* _Problem statement_
Copy out every line in the entries below that includes "fern".

.....

PR #2404, opened 2025-03-21
chore: handle hidden nodes

chdeskur:
this pr handles hidden inheritance, bringing over some of the changes that were made in https://github.com/fern-api/fern-platform/pull/2381


dsinghvi:
Would be great to make sure instabase and nominal continue to work.

packages/fern-docs/bundle/src/server/withPrunedNavigation.test.ts
```diff
@@ -0,0 +1,1125 @@
+import { NodeId, PageId, RoleId, Slug } from "@fern-api/fdr-sdk/navigation";
+
+import { withPrunedNavigation } from "./withPrunedNavigation";
+
+describe("withPrunedNavigation", () => {
+  it("child should be hidden if parent is hidden", () => {
+    expect(
+      withPrunedNavigation(
```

.....

* _Solution to this problem_
this pr handles hidden inheritance, bringing over some of the changes that were made in https://github.com/fern-api/fern-platform/pull/2381
packages/fern-docs/bundle/src/server/withPrunedNavigation.test.ts
+import { NodeId, PageId, RoleId, Slug } from "@fern-api/fdr-sdk/navigation";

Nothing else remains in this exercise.